Identify every line in the records below that contains the word "inclined", and reproduce each one.

Start of DATA TO USE

PR #121, opened 2021-08-19
Bugfix - IJ-200 - Crisis Event Mailer Fix

IeuanSkinner:
Fixed the mailer to use root_url rather than root_path so now emails are successfully being generated upon crisis event creation.


IeuanSkinner:
I triggered an email which you should all have receieved, User: Lincoln Collier

AlexW555 (approved):

phil-6 (approved):

PR #123, opened 2021-09-08
Feature - IJ-183 User Streaks/Gamification

IeuanSkinner:
I'm raising this PR now as it's at a nice completion point whereby I _could_ add a lot more to it or this work _could_ exist as is, I've noted at the bottom of this description all the things I think could be added and will put these in an enhancement ticket if we agree.

3 new entities have been setup for this work; Sessions, Achievements and UserAchievements.

IJ Sessions ERD

The Sessions entity is used for tracking the interactions with the system, a unique session is created everyday the user interacts with the system and if the last session created was the day prior to the current session being created we know the user has interacted with the system consecutively and so increment the streak. If this is not the case then a day has passes without interaction and so the streak is reset to 1.

**Note:** I think it might be useful that when the session streak gets reset we go ahead and destroy all the past sessions as these are no longer relevant to the current streak and we don't need them to maintain a record of the total days interacted with the system as their is a cache column on the user record for this. In fact we probably don't need any session records beyond the previous days so we can likely restrict things so at most there's 1/2 session records per user (yesterday + today), thoughts? 

IJ Achievements ERD

The Achievements entity is used to create an achievement which a user can "earn" (be linked to via the UserAchievement entity). Achievements in this case are taken to be counts of some other type of entity namely: sessions, wellbeing assessments, journal entries and achieved goals. 

Each Achievement is tiered into 3 sections bronze, silver and gold, rather than create 3 seperate Achievement records for these tiers and thus duplicating a number of fields across records I've simply taken it as given that every achievement will have these tiers.

Each Achievement can be time-restricted by the Starts At and Ends At columns, this means an achievement could only be achievable in a given month _or_ ir could always be achieveable if these fields are null.

A cached count of all the entities that are associated with achievements are held against the user record, these counts include an all time count and a monthly count. 

Both the generation of the monthly Achievement records **and** the resetting of the monthly counts on user records are handled by scheduled jobs.

All of these achievements are shown in the users new My Journey page as seen in the demo below.

https://user-images.githubusercontent.com/6815945/132516028-5c736dc5-eb63-4944-9c89-78cf92aa8bb8.mov

### Clarification/Discussion Required

- The names and descriptions for each achievement would be useful to solidify, right now I've made them up and used some generic descriptors but Include UK might have better alternatives.
- Should monthly achievements be incremented on a per-record basis or on a per-record per-day basis? By this I mean that currently users can write multiple journal entries in a day and as such can reach the "Journal Journeyman" achievement as quickly as they'd like rather than slowly over the course of the month as they would have to with the "Familiar Face" or "Wellbeing Warrior" achievements.
- Should record deletions decrement the achievement counts? I'm inclined to say yes but this also adds a lot more logic to the back-end as we'd also need to check that if the counts go below the bronze/silver/gold thresholds we remove the achievements that were earned. In this case it's much easier to assume users won't try and abuse the system, especially in the trial phase.

### Future Work

- Trophy Case / Achievements index where users can see all of their previously earned achievements from the months prior. This view can also then be reused for the team members to view a users achievements.


phil-6:
Amazing work Ieuan. This really looks phenomenal!

Will run though the code now but to answer your questions: 

> The names and descriptions for each achievement would be useful to solidify, right now I've made them up and used some generic descriptors but Include UK might have better alternatives.

Are you happy for me to share the gif with them and I'll ask?

> Should monthly achievements be incremented on a per-record basis or on a per-record per-day basis? By this I mean that currently users can write multiple journal entries in a day and as such can reach the "Journal Journeyman" achievement as quickly as they'd like rather than slowly over the course of the month as they would have to with the "Familiar Face" or "Wellbeing Warrior" achievements.

I think there should be a limit to 1 per day for the journals. Maybe we should limit to 5 per day for goals? Although I'm less keen on that. 

> Should record deletions decrement the achievement counts? I'm inclined to say yes but this also adds a lot more logic to the back-end as we'd also need to check that if the counts go below the bronze/silver/gold thresholds we remove the achievements that were earned. In this case it's much easier to assume users won't try and abuse the system, especially in the trial phase.

No. There might be other circumstances which lead to deletion.  I don't think this should influence the achievements. If we're limiting the number of things that can be earned in a day I think that makes it more difficult to game the system.

app/assets/stylesheets/journey.scss
```diff
@@ -0,0 +1,198 @@
...
+          border: 2px solid $brand-primary;
+          color: $brand-primary;
+          padding: 1rem 0;
+
+          .tick {
+            font-size: 1.5rem;
+
+            .tick-flip-panel {
+              background-color: $brand-primary;
+              color: $dark !important;
```
phil-6, line 32: Why do we need the important flag here?

phil-6 (approved):
Amazing work Ieuan. I'm happy for this to get merged as is and further work added as additional tickets

IeuanSkinner:
> Could we simplify it further and just add use current login at field from devise and use .was? to inspect its previous value?

There's already a current_sign_in_at field from Devise which in theory you can get the no. of days the user was signed in for from `(Date.today - User.first.current_sign_in_at.to_date).to_i` however if the user signs in on a different device or just logs out and back in again this would break the streak when it shouldn't.

> What happens if the user has a really long session?

A session record is created for every day when the user interacts with the system so if I interact today and tomorrow then I'll have 2 session records and the streak will be at 2, if on the 3rd day I don't interact I'll have no session record and then when I interact the day after that I will create a session record but now my streak will be reset to 1. 

Keeping these records around allows us to validate this behaviour and we may never *need* to validate this data although we could do _some_ analysis by mapping days when users were active, from that we may see an uptick on weekends or downtick on some particular day 🤷‍♂️ 

> What if a users sessions spans 2 days?

If they interact 2 days in a row they'll have 2 session records, "session" is probably not the best term as what's being mapped here is "interactions" 🤔 

> Do we update the session on login in or last interaction?

Last interaction.

---

> Are you happy for me to share the gif with them and I'll ask?

Sure.

---

> I think there should be a limit to 1 per day for the journals. Maybe we should limit to 5 per day for goals? Although I'm less keen on that.

Can do, we should probably note in the description these behaviours then, something like: "only 1 journal entry per day will count toward this achievement", "upto 5 goals per day can count toward this achievement".

---

> No. There might be other circumstances which lead to deletion. I don't think this should influence the achievements. If we're limiting the number of things that can be earned in a day I think that makes it more difficult to game the system.

Yeah I agree that with the limits in place this becomes less of a problem and there's no real way for it to be perfect, for example a user could still submit a single word journal entry or create and complete a fake goal but there's not a lot we can do about those.

garethdandrews (approved):
LGTM, good work!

End of DATA TO USE

* RESPONSE BELOW
- Should record deletions decrement the achievement counts? I'm inclined to say yes but this also adds a lot more logic to the back-end as we'd also need to check that if the counts go below the bronze/silver/gold thresholds we remove the achievements that were earned. In this case it's much easier to assume users won't try and abuse the system, especially in the trial phase.
> Should record deletions decrement the achievement counts? I'm inclined to say yes but this also adds a lot more logic to the back-end as we'd also need to check that if the counts go below the bronze/silver/gold thresholds we remove the achievements that were earned. In this case it's much easier to assume users won't try and abuse the system, especially in the trial phase.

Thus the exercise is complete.